Silicon chelation in aqueous and nonaqueous media: the furanoidic diol approach.

Anhydroerythritol (AnEryt) shares some of its ligand properties with furanosides and furanoses. Its bonding to silicon centers of coordination number four, five, and six was studied by X-ray and NMR methods, and compared to silicon bonding of related compounds. Diphenyl(cycloalkylenedioxy)silanes show various degrees of oligomerization depending on the diol component involved. For example, Ph(2)Si(cis-ChxdH(-2)) (1) and Ph(2)Si[(R,R)-trans-ChxdH(-2))] (2; Chxd = cyclohexanediol) are dimeric, Ph(2)Si(AnErytH(-2)) (3) is monomeric, and Ph(2)Si(L-AnThreH(-2)) (4; AnThre = anhydrothreitol) is trimeric both in the solid state and in solution. Ph(2)Si(cis-CptdH(-2)) (5) (Cptd = cyclopentanediol) is monomeric in solution but dimerizes on crystallization. Si(AnErytH(-2))(2) (6) and Si(cis-CptdH(-2))(2) (7) are monomeric spiro compounds in solution but are pentacoordinate dimers in the crystalline state. Pentacoordinate silicate ions are found in A[Si(OH)(AnErytH(-2))(2)] (A = Na, 8 a; Rb, 8 b; Cs, 8 c). Related compounds are formed by substitution of the hydroxo by a phenyl ligand.

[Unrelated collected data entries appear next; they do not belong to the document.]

PR #1757, opened 2019-05-31
Remove duplicate calls to `db_conn` in a single endpoint

jtgeibel:
These endpoints are obtaining two separate connections for each
request.  If there is a backlog of requests, then these endpoints will
wait in line multiple times for a database connection.

Any request with an auth token or cookie will also obtain and drop a
connection in the `CurrentUser` middleware.  We could consider caching
and reusing this database connection as well.

### DIFF
--- a/src/controllers/krate/follow.rs
+++ b/src/controllers/krate/follow.rs
@@ -3,16 +3,16 @@
 use diesel::associations::Identifiable;
 
 use crate::controllers::prelude::*;
+use crate::db::DieselPooledConn;
 use crate::models::{Crate, Follow};
 use crate::schema::*;
 
-fn follow_target(req: &mut dyn Request) -> CargoResult<Follow> {
+fn follow_target(req: &dyn Request, conn: &DieselPooledConn<'_>) -> CargoResult<Follow> {
     let user = req.user()?;
-    let conn = req.db_conn()?;
     let crate_name = &req.params()["crate_id"];
     let crate_id = Crate::by_name(crate_name)
         .select(crates::id)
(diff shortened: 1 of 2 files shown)


smarnach:
I agree that it feels "unfair" if a request needs to wait for a database connection multiple times, but I can't really tell what metric we are improving by reducing the number of connections obtained per request. The 99th percentile of latency, maybe? Do we have monitoring for that? Is the number of connections in the pool really a bottleneck that throttles processing in practice? If so, do we need to increase the pool size, rather than mitigating the impact of requests queuing up for database connections?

K[SiPh(AnErytH(-2))(2)]1/2 MeOH (9) is a prototypical example as it shows the two most significant isomers in one crystal structure: the syn/anti and the anti/anti form (syn and anti define the oxolane ring orientation close to, or apart from, the monodentate ligand, respectively). syn/anti Isomerism generally rules the appearance of the NMR spectra of pentacoordinate silicates of furanos(id)e ligands. NMR spectroscopic data are presented for various pentacoordinate bis(diolato)silicates of adenosine, cytidine, methyl-beta-D-ribofuranoside, and ribose. In even more basic solutions, hexacoordinate silicates are enriched. Preliminary X-ray analyses are presented for Cs(2)[Si(CydH(-2))(3)] 21.5 H(2)O (10) and Cs(2)[Si(cis-InsH(-3))] cis-Ins8 H(2)O (11) (Cyd = cytidine, Ins = inositol).